Top of EXTRACTED INFORMATION
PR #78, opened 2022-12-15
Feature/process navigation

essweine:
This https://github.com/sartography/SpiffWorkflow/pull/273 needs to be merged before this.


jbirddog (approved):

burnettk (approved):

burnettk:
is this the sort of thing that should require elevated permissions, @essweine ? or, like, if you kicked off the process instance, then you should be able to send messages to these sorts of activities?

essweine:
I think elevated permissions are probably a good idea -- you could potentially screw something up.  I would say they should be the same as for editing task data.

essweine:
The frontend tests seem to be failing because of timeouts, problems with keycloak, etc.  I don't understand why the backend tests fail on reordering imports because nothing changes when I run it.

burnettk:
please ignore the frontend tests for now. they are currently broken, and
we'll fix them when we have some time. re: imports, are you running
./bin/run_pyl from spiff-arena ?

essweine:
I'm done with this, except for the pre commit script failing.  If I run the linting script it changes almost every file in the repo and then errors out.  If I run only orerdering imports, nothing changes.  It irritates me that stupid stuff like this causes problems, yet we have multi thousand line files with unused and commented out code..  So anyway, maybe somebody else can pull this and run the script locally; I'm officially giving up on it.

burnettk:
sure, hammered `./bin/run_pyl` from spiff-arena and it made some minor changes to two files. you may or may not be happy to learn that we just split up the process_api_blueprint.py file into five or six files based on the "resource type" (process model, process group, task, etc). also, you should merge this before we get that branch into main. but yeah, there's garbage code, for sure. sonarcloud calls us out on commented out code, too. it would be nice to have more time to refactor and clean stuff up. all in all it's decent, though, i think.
Bottom of EXTRACTED INFORMATION
TASK ITEM >>
Lines holding the word "when" are the answer; copy every one from the records above.

SOLUTION TO THIS PROBLEM >>
The frontend tests seem to be failing because of timeouts, problems with keycloak, etc.  I don't understand why the backend tests fail on reordering imports because nothing changes when I run it.
we'll fix them when we have some time. re: imports, are you running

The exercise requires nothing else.